PRAIRIE ROSES: To Jason and Dana Mitzel of West Fargo, who are being recognized by the North Dakota Department of Human Services with an award during its annual Adoption Celebration on Saturday in Bismarck. The Mitzels have adopted or are in the process of adopting five siblings, three sons and two daughters, all American Indians. Jason and Dana married in 1994 and graduated in 1996, he from North Dakota State University and she from Concordia College in Moorhead. While waiting to have their own family, they became involved in foster care and became foster parents through the Professional Association of Treatment Homes, a nonprofit organization that facilitates foster care for children with special emotional and behavioral needs. This loving couple has been assisted in the adoption process by Adults Adopting Special Kids, a collaborative program of Catholic Charities North Dakota, PATH and the Department of Human Services. Jason and Dana now talk about how they once thought they would have two children, maybe three, but never five. Now they say they can't imagine life in their "regular" family with fewer than five children. What wonderful, caring people the Mitzels are.

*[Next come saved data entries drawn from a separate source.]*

PR #5747, opened 2021-06-01
Preserve the scroll-position over refresh cycles

BurningTreeC:
This PR preserves the scroll position in the root window and new windows over page-refresh cycles

### DIFF
--- a/core/modules/startup/render.js
+++ b/core/modules/startup/render.js
@@ -70,11 +70,16 @@ exports.startup = function() {
 	var deferredChanges = Object.create(null),
 		timerId;
 	function refresh() {
+		// Save the current scroll position
+		var scrollX = window.scrollX,
+			scrollY = window.scrollY;
 		// Process the refresh
 		$tw.hooks.invokeHook("th-page-refreshing");
 		$tw.pageWidgetNode.refresh(deferredChanges);
 		deferredChanges = Object.create(null);
 		$tw.hooks.invokeHook("th-page-refreshed");
+		// Restore the scroll position
+		window.scroll(scrollX,scrollY);
 	}
 	// Add the change event handler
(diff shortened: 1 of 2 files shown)


BurningTreeC:
Edited the OP

pmario:
I'm not sure, if I understand this. .. What happens, if the Story river after refresh is much shorter as the story river before?

BurningTreeC:
> I'm not sure, if I understand this. .. What happens, if the Story river after refresh is much shorter as the story river before?

@pmario, you mean if we remove a tiddler from the StoryRiver for example? As far as my testings go, nothing special happens

Jermolene:
Hi @BurningTreeC if we're going to try to do scroll position preservation then I think we need to adopt a technique that will also handle scroll positions within scrollable elements as well as the document body.

BurningTreeC:
> Hi @BurningTreeC if we're going to try to do scroll position preservation then I think we need to adopt a technique that will also handle scroll positions within scrollable elements as well as the document body.

Hi @Jermolene, how would such a technique look like? Would we store the scroll positions somewhere globally and the corresponding domNode when the page refresh starts and then restore it when it ends?

Jermolene:
> Hi @Jermolene, how would such a technique look like? Would we store the scroll positions somewhere globally and the corresponding domNode when the page refresh starts and then restore it when it ends?

Actually, aren't you doing just that as part of the focus preservation PR?

Jermolene:
Apologies @BurningTreeC by "just that" I meant "aren't you restoring scroll positions as part of your focus preservation PR"?

BurningTreeC:
> Apologies @BurningTreeC by "just that" I meant "aren't you restoring scroll positions as part of your focus preservation PR"?

Yes that's true @Jermolene

PR #5755, opened 2021-06-04
Make the insert- and remove-animations of storyviews work in new windows

BurningTreeC:
This PR makes the insert- and remove-animations of domNodes work in new windows, too, where `!(targetElement instanceOf Element)` fails


Jermolene:
Good catch, thanks @BurningTreeC

PR #5758, opened 2021-06-05
Keyboard widget: don't refresh when class changes

BurningTreeC:
This PR makes the keyboard widget just update the domNode's classes if the class attribute changes, instead of refreshing the whole thing


Jermolene:
Thanks @BurningTreeC

PR #5759, opened 2021-06-05
Make navigation in new windows work for storyviews

BurningTreeC:
This PR makes navigation via `tm-scroll` message work in new windows, too

The test `!(targetElement instanceOf Element)` fails in new windows


Jermolene:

PRAIRIE ROSES: To all those friends who have rallied around the family of Milissa Hartsoch, the 29-year-old Fargo woman who died during childbirth on Sept. 21. Hartsoch succumbed unexpectedly while giving birth to her daughter. Her husband, Mike, a native of Tioga, N.D., is now raising the baby and the couple's 17-month-old son. Mike Hartsoch had been studying toward his journeyman's license to work on a high-line electric job but decided that job was too dangerous for a single father. Jen Pederson of West Fargo, Milissa's friend, says truckers are spreading fliers and donations are coming in from as far away as Canada to help Mike Hartsoch with medical bills and living expenses. And a benefit is slated Nov. 17 at the Teamsters Hall in Fargo.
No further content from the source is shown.